Proactive Investors - Public market debut prospects “are dampened by further market decline and higher rates”, according to new research from Morningstar data firm Pitchbook Data Inc.
It said that successful initial public offerings (IPOs) “will be slightly harder to achieve” at robust valuations given the recent decline in public market valuations.
The report cited market debuts by Instacart (NASDAQ:CART) and Birkenstock, which it said have “underperformed” relative to their pre-IPO valuations, for example Instacart’s private market valuation of US$39 billion fell to US$9.9 billion after its recent debut on the stock market.
IPOs are being suppressed by "decelerating revenue growth", which Pitchbook analysts said is making it take longer for start-ups to grow into the elevated valuations seen in 2020 and 2021.

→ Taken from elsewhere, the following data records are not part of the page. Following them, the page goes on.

PR #2992, opened 2018-10-08

shellp:
- larger font-size for axes
- simple test to check axes font size


84n4n4:
please rebase and reopen

PR #2993, opened 2018-10-09
CATROID-72 Fix ContinueSceneBrick

thmq:
- Changed object references -> backup now holds new list containing
   references instead of a reference to the original list.
 - Removed stage object from backup, because now only one stage is used,
   where state is restored from actors.
 - Removed and simplified some code.


thmq:
Basically the same approach as #2991. Except some of the object references are different -> might be possible to unify the solutions, or it might create a lot of new bugs.

thmq:
ping @robertpainsi

robertpainsi:
Sy, I won't be able to review this PR. I'll just open one PR I prepared yesterday and quickly write a Jira ticket. That's it for the next ~3 weeks…

thmq:
@robertpainsi: don't worry about it. We'll try to make do without you then :wink:

gitarrenfudler:
Checked it with the described case, various derivations and a couple of existing projects - looks good! Thanks! :)

PR #2998, opened 2018-10-12
CATROID-48 Suspend all scripts on scene transition... 

rschluesselbauer:
...and resume all previously running scripts in the new scene.

A POC for how we could handle it - suspend all schedulers on scene switch and resume schedulers when a scene is continued. This way we can continue scripts that were running during scene switch. Is this desired behaviour?
Tests are WIP.


wslany:
Yes.

thmq:
@rschluesselbauer  please have a look at the tests and reopen when done.

PR #3008, opened 2018-10-25
CATROID-84, JENKINS-256 Uses android-emulators-gradle plugin instead of the buildScripts

mfuchs:
* Emulators can be specified in the build.gradle file.
* Emulators can be created/started/stopped via gradle commands.
* Dependencies (Android SDK, sdkmanager modules) are installed by the plugin
* logcat.txt files are stored automatically.
* The Python build-scripts files are not needed anymore.
* Some of the Jenkinsfiles are also not needed anymore.
  The PRs are handled by the multibranch pipeline job now, thus the specific
  PR Jenkinsfiles are redundant.
* Uses gradle commands directly in the Jenkinsfiles.
  That makes clearer what actually happens.
* Jenkinsfile.ManualTests directly specifies its paramters.
  That makes it easier in the future to update.
  Now the Job DSL files do not need to be touched whenever different
  paramters are needed.

Note: When this PR is merged I also need to update the Job DSL for the ManualTests job.
That should not be needed in the future.
Thus during the timespan this PR gets merged and I have updated the Job DSL the ManualTests job will not work.


mfuchs:
The build job failed since I am not part of the Catroid-GitHub-Team. Thus the changes in the Jenkinsfile are not picked-up by Jenkins for security reasons.

I did many jobs related to try the changes of JENKINS-256, see https://jenkins.catrob.at/job/lab/job/Matthias_Fuchs/

amix73:
These tests are too flaky - but finally No. 13 made it. 
https://jenkins.catrob.at/view/Catroid/job/Catroid/job/PR-3008/13/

The report said that late-stage investors are wary of pushing portfolio companies to list their shares on the public markets, and that venture capitalists will “likely recoup more capital” if they wait for companies to grow into their valuations.
“It will take some companies several years to grow into their valuations, and some may never succeed,” Pitchbook analysts said in the report.

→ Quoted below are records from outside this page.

PR #3009, opened 2018-10-29
CATROID-61 Add NotificationChannel SDKTarget26

gPathpp:


catroid/src/main/java/org/catrobat/catroid/utils/StatusBarNotificationManager.java
```diff
@@ -331,4 +339,23 @@ private void closeNotificationBar() {
...
+			CharSequence name = context.getResources().getString(R.string.channel_name);
+			String description = context.getResources().getString(R.string.channel_description);
+			int importance = NotificationManager.IMPORTANCE_DEFAULT;
+			NotificationChannel channel = new NotificationChannel(CHANNEL_ID, name, importance);
+			channel.setDescription(description);
+			channel.enableVibration(false);
+			channel.enableLights(false);
+			channel.setSound(null, null);
+			// Register the channel with the system; you can't change the importance
+			// or other notification behaviors after this
```
LPeteR90: please remove comments

catroid/src/main/res/values/strings.xml
```diff
@@ -1300,6 +1300,11 @@
     <string name="drone_set_tilt_outdoor">20 degrees </string>
     <string name="drone_set_tilt_max">30 degrees</string>
 
+    <!-- Notification Channel -->
+    <string name="channel_name">Pocket Code</string>
+    <string name="channel_description">Pocket Code notification channel</string>
```
wslany: While you are at eliminating the hardcoded "Pocket Code" from strings: if it is easy, please also correct the other hardcoded strings in https://github.com/Catrobat/Catroid/blob/develop/catroid/src/main/res/values/strings.xml#L208-L209 => 

`<string name="error_scratch_converter_outdated_app_version">Your version of Pocket Code is outdated. Our Scratch
        converter only works on the latest version. Please update it through Google Play</string>
`

should be

`<string name="error_scratch_converter_outdated_app_version">Your version of this app is outdated. Our Scratch
        converter only works on the latest version. Please update the app.</string>
`

Please let me know whether it is possible. Thank you.

There are more eliminations of hardcoded names that are needed in strings.xml, e.g., concerning Google Play, but that will come with another pull request, independent of this one, so don't concern yourself with them in the present pull request.

PR #3010, opened 2018-10-30
CATROID-79 Wrong layer property for background

ndrnour:


robertpainsi:
Hey @ndrnour , thanks for working on this ticket! :grinning::pray:
https://share.catrob.at/pocketcode/program/8622 is a good program to check if the layer property is still correct. It just lakes the background layer value though. So, if everything works as expected, the rectangles should be numbered 1-4.

In the current implementation, I think it's only testable reliably with a stage test (integration test). The stage sneaks in some objects (Pen) between the first object and the Background. The background z-index is `0` and is correct, the first object z-index is `2`. When the Stitch feature is integrated, there will be another object between the background and the first object which increases the first object z-index to `3`.
Covering it with unit tests would be cool, but I think isn't possible. So maybe you can add an integration test here?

Nasdaq is down 5.7% as of 17 October compared to its peak after the Federal Reserve signalled higher interest rates will last for longer, the report said.
“Market corrections typically hit fast-growth companies harder,” Pitchbook analysts warned.

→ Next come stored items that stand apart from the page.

PR #3018, opened 2018-11-02
CATROID-127 Reviewed English strings.

thmq:
- new src strings as proposed by @wslany.


catroid/src/main/res/values/strings.xml
```diff
@@ -320,7 +320,7 @@
     <string name="am_convert">Convert</string>
     <string name="dialog_confirm_delete">You can\'t undo this!</string>
 
-    <string name="list_headline_sprites">Objects</string>
+    <string name="list_headline_sprites">Actors and objects</string>
```
robertpainsi: Just curious about this change. Why `actors`?

thmq: this changes were proposed by @wslany -> so you'll have to ask him :smirk_cat:

wslany: @robertpainsi Thank you for asking about the proposed change in terminology, as it gives me the opportunity to explain it here, and also to address some more fundamental questions about terminology used in our project. 

The metaphor we are using in Catrobat, inherited from Scratch, stems from theaters or movies: in theaters or movies as well as in Catrobat, we have a stage with a background, the actors follow their individual scripts individually (objects such as cars etc also move around individually), where the individual pieces of the scripts are mostly formulated as orders to the actor ('Wait 2 seconds ", "Go to random position", ...) or describe changes in objects or backgrounds ("Set mass to 2 kilograms", ...), some of the actors speak and/or ask questions, make sounds, hide and show themselves, go to the back and to the front of the stage, are all initially seen in 2D from the spectators' point of view on the stage, and have several sequential scenes. 

Note that any metaphor never has perfectly identical characteristics as the original, see for instance the "desktop metaphor", but that as a general rule in language use, one should not mix metaphors as much as possible in order to avoid confusion. Metaphors should make it simpler to understand what is meant by words and what can be done with the things and actors, e.g., "folders", or the original "dustbin" on desktop GUIs, where one can take something out of a dustbin in reality as well as in the GUI. That's also why "using good metaphors" is one of the 12 basic practices of the original eXtreme Programming. 

Scratch uses the term "costume" instead of our "look", but look is clearly a closer fit and more understandable in the context of the metaphor because the visible parts of objects and living beings on the stage, e.g., animals or heads of humans or monsters, in theater pieces and movies are obviously better described by the more generic "look" than the much more constrained term "costume". 

Scratch uses the term "Sprite" that, while traditionally having been used among programmers for moving graphical elements in computer games from a developer's point of view, wouldn't be known among our users from any formal programming education, since they wouldn't have had such previous knowledge nor education. "Sprite" also breaks the theater/movie metaphor, as it normally means "elf" or "spirit" in English (in German Kobold, Elfe or Elementargeist), which also does not fit well to the metaphor, e.g., when used for a ball, a human, an alien, car, rocket, or orc monster. The words object and actor are much broader in their usage and thus are a more natural and immediately understandable fit. No "Hmmm, what could that be?" delay... 

Additionally, the name "object" was clearly coming from the programming terminology of our software developer background. It breaks the metaphor unnecessarily: In a theater or movie, besides the background, you simply _do_ have animated/living as well as inanimate entities, in real life *commonly* named "actors" and "objects", which thus make the most sense in our chosen metaphor. Note that they also fit in any translated versions of the words. And they are commonly used and known by our intended target group of teenagers around the world. Moreover, I always thought that using "object" for living beings such as humans somehow felt degrading and insulting, not to mention that ordering them around and letting them speak made little sense for mere inanimate "objects". 

Having longer and more precise while well understandable names and phrases is not only good practice in the Clean Code methodology because it makes a lot of sense for maintainability reasons, it also is already in use everywhere else in our GUI, e.g., when we allow long phrases with spaces and exclamation points or even graphical emojis in variable names, and long phrases in the names of bricks and formula elements. Also, the artificial restriction in most programming languages that a name of a command, variable, message etc needs to be connected by non-space characters, only stems from the need to be able to more easily parse the written code by compilers and interpreters. For human readers, with their more advanced language parsing capabilities, this is not necessary and actually degrades readability. 

In the same context, I also strongly believe that "When scene starts" is a better name than "When project starts" for that brick: Not only does it perfectly fit the metaphor, even in theater pieces or movies with a _single_ scene, it also emphasizes the new concept of scenes we have introduced. It thereby pushes the concept of our scenes to the forefront of awareness among our users, which is a good thing as scenes are a bit difficult to discover as of now. Nevertheless, we still want to keep scenes a bit more in the background for simpler projects with single scenes, just hinting at "something more" through this new name of the "When scene starts" of the old "When project starts" brick. Scenes can thus be discovered by more advanced users, but with a clear meaning nevertheless even for users that do not get any additional explanation about scenes. Intuitiveness at its best ;-). It also captures much better the intended meaning for any _later_ scenes than the currently "When project starts" brick, which is currently named incorrectly in these second, third, etc scenes.

So, altogether, actors and objects are better suited in Catrobat than the term "object" alone. Since I wanted to correct many other things in strings.xml anyway as well, and considering the need to correct many translations anyway because of all these changes, I thought that now was a good opportunity to correct this unfortunate naming inconsistency as well. The change of name from "program" to "project" goes along the same lines. 

If you spot any other formulations that should be corrected now, please suggest them --- I'm almost sure I didn't catch them all. Consider it a proposal for discussion instead of an already decided change request. However, this format of a pull request allows to easily see all changes precisely, allows to suggest alternatives, and allows to easily discuss them one by one.

catroid/src/main/res/values/strings.xml
```diff
@@ -1156,7 +1153,7 @@
 
 
     <!-- Control bricks -->
-    <string name="brick_when_started">When program starts</string>
+    <string name="brick_when_started">When project or scene starts</string>
```
wslany:
```suggestion
    <string name="brick_when_started">When scene starts</string>
```
As I wrote in my longer comment, I strongly believe that "When scene starts" is a better name than "When project starts" (and "When project or scene starts", which is clumsy and not precise) for that brick: Not only does it perfectly fit the metaphor, even in theater pieces or movies with a _single_ scene, it also emphasizes the new concept of scenes we have introduced. It thereby pushes the concept of our scenes to the forefront of awareness among our users, which is a good thing as scenes are a bit difficult to discover as of now. Nevertheless, we still want to keep scenes a bit more in the background for simpler projects with single scenes, just hinting at "something more" through this new name of the "When scene starts" of the old "When project starts" brick. Scenes can thus be discovered by more advanced users, but with a clear meaning nevertheless even for users that do not get any additional explanation about scenes. Intuitiveness at its best ;-). It also captures much better the intended meaning for any _later_ scenes than the currently "When project starts" brick, which is currently named incorrectly in these second, third, etc scenes.

catroid/src/main/res/values/strings.xml
```diff
@@ -1337,44 +1330,44 @@
...
-    <string name="error_no_writiable_external_storage_available">This app needs writable external storage like a SD
-        card in order to run, but none was found.\nYou can fix this by making the external storage writable or inserting
-        a SD card, then trying again.</string>
-    <string name="error_no_write_access">This app needs permission to write data to your device. Otherwise you
-        can\'t create, modify or run programs. To continue, open settings and enable write access for
-        this app.</string>
-    <string name="error_project_upload">An error occurred while uploading the program.</string>
-    <string name="error_project_download">An error occurred while downloading the program.</string>
-    <string name="error_new_project">An error occurred while creating a new program.</string>
+    <string name="error_no_writable_external_storage_available">This app needs writable external storage like an
```
wslany:
```suggestion
    <string name="error_no_writable_external_storage_available">This app needs writable external storage like an
```
This typo correction will most likely be done in https://jira.catrob.at/browse/CATROID-57 so it may or may not be done here.

catroid/src/main/res/values/strings.xml
```diff
@@ -157,84 +157,84 @@
...
-    <string name="preference_raspi_host">Raspberry Pi IP-/Host-Address</string>
-    <string name="preference_raspi_port">Raspberry Pi Port</string>
+    <string name="preference_raspi_host">Raspberry Pi IP-/host-address</string>
+    <string name="preference_raspi_port">Raspberry Pi port</string>
     <!--  -->
 
     <!-- Scratch Converter activity -->
     <string name="beta">BETA</string>
-    <string name="error_scratch_program_not_accessible_any_more">Whoops! The program seems to have disappeared
+    <string name="error_scratch_program_not_accessible_any_more">Whoops! The project seems to have disappeared
```
wslany: General rule: "project" makes more sense than "program", and is easier to understand for novices. It also emphasizes the "tinkering" aspect (a project focuses on the "doing" stuff instead of the "product"), or the working in teams on a project. For more on this, also see http://web.media.mit.edu/~mres/papers/IJCCI-seeds-seymour-sowed.pdf

catroid/src/main/res/values/strings.xml
```diff
@@ -1167,15 +1164,15 @@
...
+    <string name="brick_stop_other_scripts">other scripts of this actor or object</string>
 
 
     <plurals name="second_plural">
         <item quantity="one">"second "</item>
         <item quantity="other">"seconds "</item>
     </plurals>
 
-    <string name="brick_collision_receive">When physical collision with</string>
+    <string name="brick_collision_receive">When collision under gravity with</string>
```
wslany:
```suggestion
    <string name="brick_collision_receive">When you collide with</string>
```
This would be an even better change, *if* we can extend the functionality to actually also check collision among non physical objects, which should be just a few lines of code since it already works with various sensors and the generalizes "When .... becomes true" event brick. I think I will propose that as a "bug ticket" to get it handled quickly, as it really is not much, just a little bit of logic glue code is required, and the current "When physical collision" brick is very difficult to use and understand by our users, mainly by the unclear formulation and the limited functionality. Changing both the text and the code would allow to change the translations in one swoop, too. Important IMHO, and a low hanging fruit. The "you" in the text also fits well with the "When you receive" bricks etc.

catroid/src/main/res/values/strings.xml
```diff
@@ -1076,14 +1074,13 @@
...
 
     <!-- Physics -->
-    <string name="default_project_name_physics">My first physics program</string>
     <string name="brick_set_physics_object_type">Set motion type to</string>
-    <string name="brick_set_physics_object_type_dynamic">bouncing with gravity</string>
-    <string name="brick_set_physics_object_type_fixed">others bounce off it</string>
-    <string name="brick_set_physics_object_type_no">no bouncing</string>
+    <string name="brick_set_physics_object_type_dynamic">moving and bouncing under gravity</string>
+    <string name="brick_set_physics_object_type_fixed">not moving under gravity, but others bounce off you under gravity</string>
+    <string name="brick_set_physics_object_type_no">not moving or bouncing under gravity (default)</string>
```
wslany: These changes should also help in making it much clearer what to expect from these settings related to the physics engine.

catroid/src/main/res/values/strings.xml
```diff
@@ -1167,15 +1164,15 @@
...
 
 
     <plurals name="second_plural">
         <item quantity="one">"second "</item>
         <item quantity="other">"seconds "</item>
     </plurals>
 
-    <string name="brick_collision_receive">When physical collision with</string>
+    <string name="brick_collision_receive">When collision under gravity with</string>
     <string name="collision_with_anything">anything</string>
```
wslany:
```suggestion
    <string name="collision_with_anything">any edge or object of motion type \'bouncing\'</string>
```
Clearer and more precise than what we have now, which is understandably poorly understood by our users as it is.

wslany:
@robertpainsi good idea. Please use the suggest mode in these lines.

robertpainsi:
> @robertpainsi good idea. Please use the suggest mode in these lines.

Unfortunately the lines I can comment on is limited to the once shown in the [diff](https://github.com/Catrobat/Catroid/pull/3018/files). It's also not possible to comment on expanded lines :crying_cat_face: (or did I miss something?)

wslany:
OK, then just write into a comments, and we'll take it into the next iteration, alright?

catroid/src/main/res/values/strings.xml
```diff
@@ -61,16 +61,16 @@
```
robertpainsi: From https://jira.catrob.at/browse/CAT-2707

https://github.com/Catrobat/Catroid/blob/f2ba555abc296cb4f81e0a67cb7c355f30135531/catroid/src/main/res/values/strings.xml#L1571-L1574
```diff
-    <string name="brick_jumping_sumo_rotate_left">Rotate Jumping Sumo left</string>
-    <string name="brick_jumping_sumo_rotate_right">Rotate Jumping Sumo right</string>
-    <string name="brick_jumping_sumo_rotate_text">°</string>
-    <string name="brick_jumping_sumo_turn">Turn Jumping Sumo</string>
+    <string name="brick_jumping_sumo_rotate_left">Turn Jumping Sumo left</string>
+    <string name="brick_jumping_sumo_rotate_right">Turn Jumping Sumo right</string>
+    <string name="brick_jumping_sumo_rotate_text">degrees</string>
+    <string name="brick_jumping_sumo_turn">Flip Jumping Sumo</string>
```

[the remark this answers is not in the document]
wslany: Yes, exactly, that's it.

catroid/src/main/res/values/strings.xml
```diff
@@ -1078,12 +1076,12 @@
     <!-- Physics -->
     <string name="default_project_name_physics">My first physics program</string>
```
wslany: I think `default_project_name_physics` is actually not used anymore.

catroid/src/main/res/values/strings.xml
```diff
@@ -1078,12 +1076,12 @@
...
     <string name="brick_set_physics_object_type">Set motion type to</string>
```
wslany:
```suggestion
    <string name="brick_set_physics_object_type">Set your motion type to</string>
```
Makes it clear that it concerns this actor or object only, and more consistent with other brick names that order actors and objects to do certain things, e.g., `When you receive...` etc.

catroid/src/main/res/values/strings.xml
robertpainsi: Thanks a lot for your detailed explanation and documentation.

Any concerns that users will think that actors and objects are somehow different (different functionality, behavior)? → needing to explain that functionally and behaviorally speaking, they are not.

wslany: Hmm, I don't think that there need to be any concerns. Using both terms together as proposed is more inclusive, because of the limitations of the natural language and what users know. For computer science people with a background in object oriented programming, it is clear that a person can be an object, but that is not so in real life, and our users only have a background in real life, but not a formal education in computer science or object oriented programming. If there would be a good phrase for both actors and objects (which unfortunately "sprite" isn't), then we could use it instead. But there seems to be none. And the analogy from reality is quite clear. One aspect that may possibly be done differently at some time later (if ever) would be to have different categories in the media gallery, or to show them in different ways. But I don't think that it would warrant handling them in different ways. In many cases, it might be OK to have "objects" that are somehow personified, e.g., a "car" that at the same time is somehow "alive" and has its own "personality", like in the movie "Cars", can be seen both as an actor than as an "object". Also, since the order in the list of actors and objects implies the default layer, it is important to be able to mix actors and objects in the list, so they cannot be kept separate in different lists.

catroid/src/main/res/values/strings.xml
```diff
@@ -61,16 +61,16 @@
 
     <string name="backpack_add">Add to backpack</string>
 
-    <string name="share_website_text">www.pocketcode.org</string>
+    <string name="share_website_text">share.catrob.at</string>
```
wslany: Actually, I don't think that such urls should be in strings.xml, since these strings can all be translated for all human languages that we support. Not a good idea to have different "translations" for this url.

wslany: Actually, I don't think that such urls should be in strings.xml, since these strings can all be translated for all human languages that we support. Not a good idea to have different "translations" for this url.

catroid/src/main/res/values/strings.xml
```diff
@@ -712,19 +712,19 @@
...
+    <string name="global_vars_headline">Variables for all actors and objects</string>
+    <string name="local_vars_headline">Variables for this actor or object only</string>
+    <string name="global_lists_headline">Lists for all actors and objects</string>
+    <string name="local_lists_headline">Lists for this actor or object only</string>
 
 
     <!-- NewDataDialog -->
-    <string name="new_data_for_all_sprites">For all objects</string>
-    <string name="new_data_for_this_sprite_only">For this object only</string>
+    <string name="new_data_for_all_sprites">For all actors and objects</string>
```
wslany:
```suggestion
    <string name="new_data_for_all_sprites">For all actors, objects, and clones in all scenes</string>
```

catroid/src/main/res/values/strings.xml
```diff
@@ -712,19 +712,19 @@
...
+    <string name="new_data_for_this_sprite_only">For this actor or object only</string>
```
wslany:
```suggestion
    <string name="new_data_for_this_sprite_only">For this actor, object, or one of its clones only</string>
```

catroid/src/main/res/values/strings.xml
```diff
@@ -84,27 +84,27 @@
     <!--  -->
 
     <!-- Main Menu -->
-    <string name="main_menu_continue">Continue</string>
-    <string name="main_menu_new">New</string>
-    <string name="main_menu_programs">Programs</string>
+    <string name="main_menu_continue">Continue project</string>
+    <string name="main_menu_new">New project</string>
+    <string name="main_menu_programs">Projects on phone</string>
```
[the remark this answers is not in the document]
wslany:
```suggestion
    <string name="main_menu_programs">Projects on device</string>
```
After rethinking this, "device" after all is a better fitting, more general name here. There are more devices supporting Android already now (watches, TVs, cameras, cars, etc) --- and who knows what will come next. Also, the telephone aspect is only one of many even when considering only smartphones.

catroid/src/main/res/values/strings.xml
```diff
@@ -1678,57 +1676,57 @@
...
     <string name="formula_editor_function_ceil_parameter">(0.3)</string>
-    <string name="formula_editor_function_max">max</string>
-    <string name="formula_editor_function_max_parameter">(0,1)</string>
-    <string name="formula_editor_function_min">min</string>
-    <string name="formula_editor_function_min_parameter">(0,1)</string>
+    <string name="formula_editor_function_max">maximum of</string>
+    <string name="formula_editor_function_max_parameter">(5,4)</string>
+    <string name="formula_editor_function_min">minimum of</string>
+    <string name="formula_editor_function_min_parameter">(7,2)</string>
     <string name="formula_editor_function_true">TRUE</string>
```
wslany:
```suggestion
    <string name="formula_editor_function_true">true</string>
```

catroid/src/main/res/values/strings.xml
```diff
@@ -1678,57 +1676,57 @@
...
     <string name="formula_editor_function_false">FALSE</string>
```
wslany:
```suggestion
    <string name="formula_editor_function_false">false</string>
```
There's no need for non-standard capitalization.

Similarly, again because there's no need for non-standard capitalization, replace https://github.com/Catrobat/Catroid/blob/e538e83152435fb69e2f618876eee7eb4cfa23e0/catroid/src/main/res/values/strings.xml#L1870-L1872 by

     <string name="formula_editor_logic_and">and</string>
     <string name="formula_editor_logic_or">or</string>
     <string name="formula_editor_logic_not">not</string>

catroid/src/main/res/values/strings.xml
```diff
@@ -1306,18 +1304,18 @@
 
     <!-- Notifications -->
     <string name="notification_screenshot_ok">Preview image saved</string>
-    <string name="notification_download_project_cancel">Canceled program download</string>
-    <string name="notification_reconvert_download_program_cancel">Canceled downloading/reconverting program</string>
+    <string name="notification_download_project_cancel">Canceled project download</string>
```
wslany:
```suggestion
    <string name="notification_download_project_cancel">Cancel project download</string>
```
This is used as a tappable text in a dialog (overwrite or rename downloaded project) that allows to cancel the download.

catroid/src/main/res/values/strings.xml
wslany:
```suggestion
    <string name="brick_collision_receive">When you bounce off</string>
```
Even better and more precise. Please use this. The functionality also will be slightly adapted, but this string is already better than what we have had so far.

catroid/src/main/res/values/strings.xml
```diff
@@ -1737,36 +1735,38 @@
...
     <string name="formula_editor_function_contains">contains</string>
     <string name="formula_editor_function_contains_parameter">(*list name*,1)</string>
-    <string name="formula_editor_function_collision">touches_object</string>
-    <string name="formula_editor_function_collides_with_edge">touches_edge</string>
-    <string name="formula_editor_function_touched">touches_finger</string>
-    <string name="formula_editor_sensor_x_acceleration">acceleration_x</string>
-    <string name="formula_editor_sensor_y_acceleration">acceleration_y</string>
-    <string name="formula_editor_sensor_z_acceleration">acceleration_z</string>
-    <string name="formula_editor_sensor_compass_direction">compass_direction</string>
+    <string name="formula_editor_function_number_of_items">number of elements</string>
```
wslany:
```suggestion
    <string name="formula_editor_function_number_of_items">number of items</string>
```
Sorry for the back and forth, but I checked once more, and in Scratch it is called "items", and also we decided in 2014 to rename the "element" function to "item", see https://jira.catrob.at/browse/CAT-2374

catroid/src/main/res/values/strings.xml
```diff
@@ -1737,36 +1735,38 @@
...
+    <string name="formula_editor_function_finger_x">screen touch x</string>
+    <string name="formula_editor_function_finger_y">screen touch y</string>
+    <string name="formula_editor_function_is_finger_touching">screen is touched</string>
+    <string name="formula_editor_function_multi_finger_x">screen touch x</string>
+    <string name="formula_editor_function_multi_finger_y">screen touch y</string>
+    <string name="formula_editor_function_is_multi_finger_touching">screen is touched</string>
+    <string name="formula_editor_function_index_of_last_finger">last screen touch index</string>
     <string name="formula_editor_function_no_parameter"></string>
     <string name="formula_editor_function_touch_parameter">(1)</string>
     <string name="formula_editor_function_list_item">element</string>
```
wslany:
```suggestion
    <string name="formula_editor_function_list_item">item</string>
```
I checked once more, and in Scratch it is called "item", and also we decided in 2014 to rename it to "item", see https://jira.catrob.at/browse/CAT-2374

catroid/src/main/res/values/strings.xml
thmq: It actually is.

catroid/src/main/res/values/strings.xml
thmq: this is not the url, it is only the display text of the url, so it does make sense to have it as a string resource, although we could mark it as untranslatable in crowdin.

catroid/src/main/res/values/strings.xml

Birkenstock performed negative 15.1% compared to Nasdaq to 17 October, its data showed, while Instacart (NASDAQ:CART) was negative 17.2% compared to Nasdaq.
But performance has been mixed across the biggest seven US IPOs of the past four months, with Arm Holdings PLC (NASDAQ:ARM), Klaviyo (NYSE:KVYO), RayzeBio and CAVA all performing better than Nasdaq, it said, with CAVA up 61.2% compared to the exchange average data during the period.